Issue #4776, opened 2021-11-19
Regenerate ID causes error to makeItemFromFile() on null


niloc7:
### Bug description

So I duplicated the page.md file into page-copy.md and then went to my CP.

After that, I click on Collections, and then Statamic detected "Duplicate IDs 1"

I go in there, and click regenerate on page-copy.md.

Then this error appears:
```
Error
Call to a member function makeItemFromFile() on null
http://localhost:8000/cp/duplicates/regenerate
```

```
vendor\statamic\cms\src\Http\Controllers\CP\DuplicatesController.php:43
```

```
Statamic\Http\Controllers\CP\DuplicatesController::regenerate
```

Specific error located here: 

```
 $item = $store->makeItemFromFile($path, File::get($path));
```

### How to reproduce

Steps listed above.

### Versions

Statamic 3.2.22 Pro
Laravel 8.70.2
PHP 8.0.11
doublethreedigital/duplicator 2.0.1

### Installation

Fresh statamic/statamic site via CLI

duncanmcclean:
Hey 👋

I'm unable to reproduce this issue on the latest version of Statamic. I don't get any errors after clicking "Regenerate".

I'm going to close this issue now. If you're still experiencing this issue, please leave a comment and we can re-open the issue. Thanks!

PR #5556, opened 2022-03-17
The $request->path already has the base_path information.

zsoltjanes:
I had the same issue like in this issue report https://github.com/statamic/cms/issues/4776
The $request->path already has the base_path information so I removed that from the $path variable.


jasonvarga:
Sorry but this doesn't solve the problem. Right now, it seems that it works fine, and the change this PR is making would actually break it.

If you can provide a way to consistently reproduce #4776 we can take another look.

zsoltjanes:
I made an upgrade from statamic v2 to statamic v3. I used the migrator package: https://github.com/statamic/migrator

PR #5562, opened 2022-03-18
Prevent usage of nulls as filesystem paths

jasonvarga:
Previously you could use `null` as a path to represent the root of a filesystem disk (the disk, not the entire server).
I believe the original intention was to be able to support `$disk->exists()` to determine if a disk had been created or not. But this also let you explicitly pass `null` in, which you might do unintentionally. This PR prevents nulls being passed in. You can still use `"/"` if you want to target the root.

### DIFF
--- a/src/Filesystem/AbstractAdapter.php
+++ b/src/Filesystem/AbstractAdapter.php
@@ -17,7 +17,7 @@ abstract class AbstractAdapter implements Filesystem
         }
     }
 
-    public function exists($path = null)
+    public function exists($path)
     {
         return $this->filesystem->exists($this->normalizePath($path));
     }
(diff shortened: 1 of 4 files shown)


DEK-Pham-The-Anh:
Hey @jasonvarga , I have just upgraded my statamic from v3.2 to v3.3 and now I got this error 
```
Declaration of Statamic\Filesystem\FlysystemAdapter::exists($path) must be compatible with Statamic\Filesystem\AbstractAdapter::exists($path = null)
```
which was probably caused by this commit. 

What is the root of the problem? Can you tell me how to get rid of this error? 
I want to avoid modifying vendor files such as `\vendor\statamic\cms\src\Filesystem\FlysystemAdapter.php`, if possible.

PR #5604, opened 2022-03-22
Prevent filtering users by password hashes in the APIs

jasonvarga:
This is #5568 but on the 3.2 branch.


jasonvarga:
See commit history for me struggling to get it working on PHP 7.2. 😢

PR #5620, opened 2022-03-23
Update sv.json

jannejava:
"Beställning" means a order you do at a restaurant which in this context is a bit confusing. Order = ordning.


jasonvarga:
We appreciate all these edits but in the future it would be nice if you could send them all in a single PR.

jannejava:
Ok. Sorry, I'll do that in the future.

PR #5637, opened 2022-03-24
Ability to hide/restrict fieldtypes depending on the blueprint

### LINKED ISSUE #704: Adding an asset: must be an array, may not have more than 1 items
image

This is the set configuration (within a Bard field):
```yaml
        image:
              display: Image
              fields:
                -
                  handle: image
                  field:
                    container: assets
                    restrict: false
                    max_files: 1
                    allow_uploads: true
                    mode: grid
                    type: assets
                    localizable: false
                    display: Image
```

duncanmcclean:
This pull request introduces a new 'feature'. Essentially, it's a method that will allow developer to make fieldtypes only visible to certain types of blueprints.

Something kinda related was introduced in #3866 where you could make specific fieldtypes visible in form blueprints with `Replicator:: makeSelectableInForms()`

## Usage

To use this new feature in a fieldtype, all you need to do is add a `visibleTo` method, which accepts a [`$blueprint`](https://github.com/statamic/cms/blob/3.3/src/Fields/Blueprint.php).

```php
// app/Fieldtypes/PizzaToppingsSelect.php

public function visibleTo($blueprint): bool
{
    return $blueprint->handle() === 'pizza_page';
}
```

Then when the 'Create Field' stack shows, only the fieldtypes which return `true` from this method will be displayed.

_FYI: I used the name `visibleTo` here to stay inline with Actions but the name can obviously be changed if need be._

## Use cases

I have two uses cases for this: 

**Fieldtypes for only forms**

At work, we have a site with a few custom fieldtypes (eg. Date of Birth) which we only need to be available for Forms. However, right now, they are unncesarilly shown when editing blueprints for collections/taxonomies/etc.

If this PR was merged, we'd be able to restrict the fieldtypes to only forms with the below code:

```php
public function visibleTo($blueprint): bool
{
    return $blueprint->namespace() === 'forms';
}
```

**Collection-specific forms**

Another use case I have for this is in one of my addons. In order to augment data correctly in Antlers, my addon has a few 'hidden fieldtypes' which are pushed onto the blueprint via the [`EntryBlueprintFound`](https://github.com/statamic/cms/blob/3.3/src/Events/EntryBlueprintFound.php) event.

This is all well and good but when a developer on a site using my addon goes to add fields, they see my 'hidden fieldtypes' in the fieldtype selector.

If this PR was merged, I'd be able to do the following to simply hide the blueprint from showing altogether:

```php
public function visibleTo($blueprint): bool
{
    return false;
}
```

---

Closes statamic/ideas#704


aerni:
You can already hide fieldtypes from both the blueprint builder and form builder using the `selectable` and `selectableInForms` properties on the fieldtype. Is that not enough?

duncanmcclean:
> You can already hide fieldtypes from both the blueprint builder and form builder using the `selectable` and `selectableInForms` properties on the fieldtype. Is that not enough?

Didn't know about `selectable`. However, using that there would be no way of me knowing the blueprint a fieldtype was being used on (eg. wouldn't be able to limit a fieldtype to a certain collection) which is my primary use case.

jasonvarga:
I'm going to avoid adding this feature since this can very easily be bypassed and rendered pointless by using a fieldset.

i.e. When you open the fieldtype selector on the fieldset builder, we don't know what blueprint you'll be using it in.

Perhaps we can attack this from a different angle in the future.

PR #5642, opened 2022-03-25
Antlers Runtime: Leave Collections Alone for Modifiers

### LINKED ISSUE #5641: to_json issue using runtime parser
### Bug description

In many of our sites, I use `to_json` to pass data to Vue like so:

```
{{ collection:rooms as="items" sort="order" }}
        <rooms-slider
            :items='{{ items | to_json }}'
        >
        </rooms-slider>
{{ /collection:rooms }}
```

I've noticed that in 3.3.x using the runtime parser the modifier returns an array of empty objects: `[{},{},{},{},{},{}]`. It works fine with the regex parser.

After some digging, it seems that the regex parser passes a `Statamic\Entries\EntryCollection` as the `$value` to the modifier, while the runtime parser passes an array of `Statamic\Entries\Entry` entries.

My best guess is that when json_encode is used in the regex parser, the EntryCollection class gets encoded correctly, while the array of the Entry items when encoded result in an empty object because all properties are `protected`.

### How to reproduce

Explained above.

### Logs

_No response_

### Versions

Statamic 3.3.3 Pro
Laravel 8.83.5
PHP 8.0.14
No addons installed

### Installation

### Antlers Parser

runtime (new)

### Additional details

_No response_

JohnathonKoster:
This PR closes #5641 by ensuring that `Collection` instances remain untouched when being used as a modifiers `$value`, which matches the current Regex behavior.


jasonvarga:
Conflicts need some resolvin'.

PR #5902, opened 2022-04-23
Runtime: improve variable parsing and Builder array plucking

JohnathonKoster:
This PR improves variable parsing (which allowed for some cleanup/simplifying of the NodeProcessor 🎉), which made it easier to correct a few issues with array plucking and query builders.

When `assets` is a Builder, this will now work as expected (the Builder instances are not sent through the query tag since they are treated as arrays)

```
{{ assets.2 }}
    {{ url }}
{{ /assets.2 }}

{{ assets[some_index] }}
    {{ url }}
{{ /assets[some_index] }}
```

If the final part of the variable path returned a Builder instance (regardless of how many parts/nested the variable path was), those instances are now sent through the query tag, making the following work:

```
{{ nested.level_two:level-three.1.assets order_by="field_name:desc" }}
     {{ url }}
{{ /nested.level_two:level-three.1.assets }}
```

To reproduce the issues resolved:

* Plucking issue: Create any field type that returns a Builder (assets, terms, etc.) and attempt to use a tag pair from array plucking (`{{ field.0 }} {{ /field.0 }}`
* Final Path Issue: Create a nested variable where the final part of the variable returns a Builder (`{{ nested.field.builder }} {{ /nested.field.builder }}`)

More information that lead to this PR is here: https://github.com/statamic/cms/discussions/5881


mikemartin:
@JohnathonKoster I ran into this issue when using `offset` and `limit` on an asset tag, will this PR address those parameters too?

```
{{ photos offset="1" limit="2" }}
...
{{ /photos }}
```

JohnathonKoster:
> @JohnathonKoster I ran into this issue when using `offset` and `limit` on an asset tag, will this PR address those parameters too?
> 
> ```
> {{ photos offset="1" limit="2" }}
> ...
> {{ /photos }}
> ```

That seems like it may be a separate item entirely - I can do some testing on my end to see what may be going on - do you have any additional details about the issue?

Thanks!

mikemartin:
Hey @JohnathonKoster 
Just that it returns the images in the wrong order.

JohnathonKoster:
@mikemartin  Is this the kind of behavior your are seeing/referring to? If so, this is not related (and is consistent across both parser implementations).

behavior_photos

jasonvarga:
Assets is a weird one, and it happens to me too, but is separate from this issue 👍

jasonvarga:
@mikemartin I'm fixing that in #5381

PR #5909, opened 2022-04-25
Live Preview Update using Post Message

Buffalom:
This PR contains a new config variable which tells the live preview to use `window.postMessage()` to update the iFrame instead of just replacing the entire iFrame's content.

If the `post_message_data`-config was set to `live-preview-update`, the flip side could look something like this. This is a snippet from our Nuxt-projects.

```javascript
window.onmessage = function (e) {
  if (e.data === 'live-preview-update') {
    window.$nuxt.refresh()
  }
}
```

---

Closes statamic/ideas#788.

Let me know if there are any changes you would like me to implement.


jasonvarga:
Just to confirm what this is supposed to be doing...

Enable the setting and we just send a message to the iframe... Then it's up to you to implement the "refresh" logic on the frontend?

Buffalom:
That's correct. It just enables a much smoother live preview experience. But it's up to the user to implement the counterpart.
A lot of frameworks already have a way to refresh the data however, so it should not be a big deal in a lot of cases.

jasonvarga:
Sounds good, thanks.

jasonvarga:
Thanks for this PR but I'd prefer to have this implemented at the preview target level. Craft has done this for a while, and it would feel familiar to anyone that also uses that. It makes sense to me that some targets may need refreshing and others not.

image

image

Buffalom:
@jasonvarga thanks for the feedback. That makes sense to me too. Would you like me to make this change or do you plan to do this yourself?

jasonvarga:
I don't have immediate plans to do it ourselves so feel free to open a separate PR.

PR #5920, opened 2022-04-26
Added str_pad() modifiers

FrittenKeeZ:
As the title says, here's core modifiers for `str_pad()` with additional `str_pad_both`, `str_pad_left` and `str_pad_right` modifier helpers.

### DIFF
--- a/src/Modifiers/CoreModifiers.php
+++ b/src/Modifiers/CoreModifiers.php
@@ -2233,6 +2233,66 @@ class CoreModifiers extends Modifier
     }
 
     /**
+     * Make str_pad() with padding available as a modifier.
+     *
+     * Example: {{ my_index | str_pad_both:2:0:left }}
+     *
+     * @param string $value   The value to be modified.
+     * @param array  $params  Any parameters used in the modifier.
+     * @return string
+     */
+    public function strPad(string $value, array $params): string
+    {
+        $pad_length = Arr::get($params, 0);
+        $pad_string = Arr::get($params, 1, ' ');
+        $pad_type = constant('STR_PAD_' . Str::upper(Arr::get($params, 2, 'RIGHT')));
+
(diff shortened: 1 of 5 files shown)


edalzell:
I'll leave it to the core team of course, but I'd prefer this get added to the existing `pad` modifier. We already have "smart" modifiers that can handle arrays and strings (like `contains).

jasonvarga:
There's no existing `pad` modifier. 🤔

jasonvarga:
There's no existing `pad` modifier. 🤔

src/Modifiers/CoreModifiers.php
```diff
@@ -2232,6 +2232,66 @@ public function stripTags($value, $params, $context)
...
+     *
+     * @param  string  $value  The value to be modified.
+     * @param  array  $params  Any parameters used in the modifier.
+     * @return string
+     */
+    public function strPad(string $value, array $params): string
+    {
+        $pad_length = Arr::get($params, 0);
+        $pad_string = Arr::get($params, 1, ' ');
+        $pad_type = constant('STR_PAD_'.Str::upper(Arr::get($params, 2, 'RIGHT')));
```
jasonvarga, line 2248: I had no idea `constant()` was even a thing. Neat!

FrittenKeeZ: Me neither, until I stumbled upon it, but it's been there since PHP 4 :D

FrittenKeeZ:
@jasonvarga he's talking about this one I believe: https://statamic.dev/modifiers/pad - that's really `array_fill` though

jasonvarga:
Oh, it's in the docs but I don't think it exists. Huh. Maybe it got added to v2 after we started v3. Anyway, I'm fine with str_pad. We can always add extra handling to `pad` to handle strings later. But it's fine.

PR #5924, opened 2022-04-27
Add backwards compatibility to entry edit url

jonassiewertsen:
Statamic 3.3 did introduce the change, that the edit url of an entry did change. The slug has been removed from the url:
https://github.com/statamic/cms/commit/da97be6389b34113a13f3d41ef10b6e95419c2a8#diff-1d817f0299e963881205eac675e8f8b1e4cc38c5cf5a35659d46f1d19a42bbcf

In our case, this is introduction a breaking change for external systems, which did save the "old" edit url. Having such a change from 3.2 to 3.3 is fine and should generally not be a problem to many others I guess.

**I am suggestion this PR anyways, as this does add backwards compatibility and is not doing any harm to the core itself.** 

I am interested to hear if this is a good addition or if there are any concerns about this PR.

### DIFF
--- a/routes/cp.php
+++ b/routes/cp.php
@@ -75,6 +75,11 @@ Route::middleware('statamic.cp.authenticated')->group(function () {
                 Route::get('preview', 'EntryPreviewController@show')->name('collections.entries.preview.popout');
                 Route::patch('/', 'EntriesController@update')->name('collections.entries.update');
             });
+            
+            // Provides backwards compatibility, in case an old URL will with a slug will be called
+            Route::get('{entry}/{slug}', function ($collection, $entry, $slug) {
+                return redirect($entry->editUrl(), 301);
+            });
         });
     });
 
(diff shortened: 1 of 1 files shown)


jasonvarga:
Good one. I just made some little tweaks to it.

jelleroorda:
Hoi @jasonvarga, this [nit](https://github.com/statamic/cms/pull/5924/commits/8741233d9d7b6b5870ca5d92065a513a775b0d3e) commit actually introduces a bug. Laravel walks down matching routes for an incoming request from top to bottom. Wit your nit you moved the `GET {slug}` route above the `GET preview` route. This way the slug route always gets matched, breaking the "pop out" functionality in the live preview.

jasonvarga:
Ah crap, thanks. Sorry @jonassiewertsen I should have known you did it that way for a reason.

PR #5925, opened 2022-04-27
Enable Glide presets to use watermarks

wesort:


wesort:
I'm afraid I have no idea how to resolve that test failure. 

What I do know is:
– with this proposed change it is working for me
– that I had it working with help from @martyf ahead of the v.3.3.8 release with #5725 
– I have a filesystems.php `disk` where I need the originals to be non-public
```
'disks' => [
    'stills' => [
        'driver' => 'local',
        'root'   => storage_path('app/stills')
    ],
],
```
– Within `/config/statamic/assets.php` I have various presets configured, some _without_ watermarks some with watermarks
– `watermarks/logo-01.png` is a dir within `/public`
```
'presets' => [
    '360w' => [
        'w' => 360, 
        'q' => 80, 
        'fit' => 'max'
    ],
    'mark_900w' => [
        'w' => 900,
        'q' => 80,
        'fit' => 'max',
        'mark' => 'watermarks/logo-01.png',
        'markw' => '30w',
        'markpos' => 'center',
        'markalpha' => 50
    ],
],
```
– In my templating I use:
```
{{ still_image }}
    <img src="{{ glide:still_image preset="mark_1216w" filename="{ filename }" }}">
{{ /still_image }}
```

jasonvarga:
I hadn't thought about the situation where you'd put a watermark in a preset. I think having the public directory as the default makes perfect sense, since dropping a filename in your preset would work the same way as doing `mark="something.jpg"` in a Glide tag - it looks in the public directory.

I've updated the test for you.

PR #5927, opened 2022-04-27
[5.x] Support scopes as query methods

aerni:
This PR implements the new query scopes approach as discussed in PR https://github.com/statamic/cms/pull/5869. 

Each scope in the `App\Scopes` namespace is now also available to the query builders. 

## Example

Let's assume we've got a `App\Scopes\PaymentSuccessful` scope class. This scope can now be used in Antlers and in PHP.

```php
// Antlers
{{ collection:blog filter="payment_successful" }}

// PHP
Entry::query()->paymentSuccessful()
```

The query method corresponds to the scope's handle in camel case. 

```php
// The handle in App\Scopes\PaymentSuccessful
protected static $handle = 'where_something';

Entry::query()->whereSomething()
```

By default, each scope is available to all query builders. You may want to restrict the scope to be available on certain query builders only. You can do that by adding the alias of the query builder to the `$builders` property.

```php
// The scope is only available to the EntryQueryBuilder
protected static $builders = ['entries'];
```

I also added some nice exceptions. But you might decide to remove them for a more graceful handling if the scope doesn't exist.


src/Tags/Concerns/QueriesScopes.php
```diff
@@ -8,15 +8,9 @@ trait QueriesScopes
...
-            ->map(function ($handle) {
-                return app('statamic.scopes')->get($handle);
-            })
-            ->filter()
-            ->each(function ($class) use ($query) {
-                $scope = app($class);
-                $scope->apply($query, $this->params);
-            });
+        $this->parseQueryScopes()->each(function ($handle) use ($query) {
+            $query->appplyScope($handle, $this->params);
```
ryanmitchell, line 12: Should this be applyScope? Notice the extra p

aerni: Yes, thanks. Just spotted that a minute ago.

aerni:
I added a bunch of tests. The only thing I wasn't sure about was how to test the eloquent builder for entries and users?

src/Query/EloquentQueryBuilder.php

○ ○ ○ ○

[Your assignment]: Apply a filter to the listing above so that only lines with "fine" are kept, and copy those lines.

[Expected answer]:
Sorry but this doesn't solve the problem. Right now, it seems that it works fine, and the change this PR is making would actually break it.
I've noticed that in 3.3.x using the runtime parser the modifier returns an array of empty objects: `[{},{},{},{},{},{}]`. It works fine with the regex parser.
Oh, it's in the docs but I don't think it exists. Huh. Maybe it got added to v2 after we started v3. Anyway, I'm fine with str_pad. We can always add extra handling to `pad` to handle strings later. But it's fine.
In our case, this is introduction a breaking change for external systems, which did save the "old" edit url. Having such a change from 3.2 to 3.3 is fine and should generally not be a problem to many others I guess.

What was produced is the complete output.